Automating Workflows

2 mins

Automating Workflows

Up to this point, you should have created the following five R scripts:

Summary

FileDescriptionPhase
download.RDownloads the data from
Inside Airbnb and
stores as csv format
Input
clean.RPreprocesses the raw data
into an aggregated format
ready for analysis and
visualisation
Transformation
pivot_table.RCreate a pivot table for
the number of reviews by
region across time
Transformation
plot_all.RCreate a line chart for
the total number of reviews
in a city across time
Output
plot_Amsterdam.RCreate a line chart for
the number of reviews for
the top 3 neighborhoods
in Amsterdam
Output

As you've worked through the set of exercises, you've repeatedly built on preliminary results. For example, the plot for the top 3 cities in Amsterdam (plot_Amsterdam.pdf) could only be created once the pivot_table.csv file had been generated. In a similar way, the preprocessing pipeline (clean.R) could only take place once the data (listings.csv & reviews.csv) had been downloaded. These dependencies have been depicted in the figure below.

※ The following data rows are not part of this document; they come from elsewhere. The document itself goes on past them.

PR #6291, opened 2024-03-19
Remove query alteration from `build_comment_query_vars_from_block()`

sybrew:
Trac ticket: https://core.trac.wordpress.org/ticket/60806

---
**This Pull Request is for code review only. Please keep all other discussion in the Trac ticket. Do not merge this Pull Request. See [GitHub Pull Requests for Code Review](https://make.wordpress.org/core/handbook/contribute/git/github-pull-requests-for-code-review/) in the Core Handbook for more details.**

Revisit the study notes on "Automating your Pipeline" and write a makefile that captures the end-to-end process (from download.R to plot_all.pdf & plot_Amsterdam.pdf). Also, add an all and clean phony target.

Exercise
Swap the url_listings and url_reviews for a historical dataset of Amsterdam from the previous year (gather the links from the "show archived page"). Run make again in the root directory.

Do the same for a recent Airbnb dataset from New York. If done correctly, it should not take more than a minute (power to automation!). Do your workflows still run as expected? How about the plot_Amsterdam.R file? Why is that?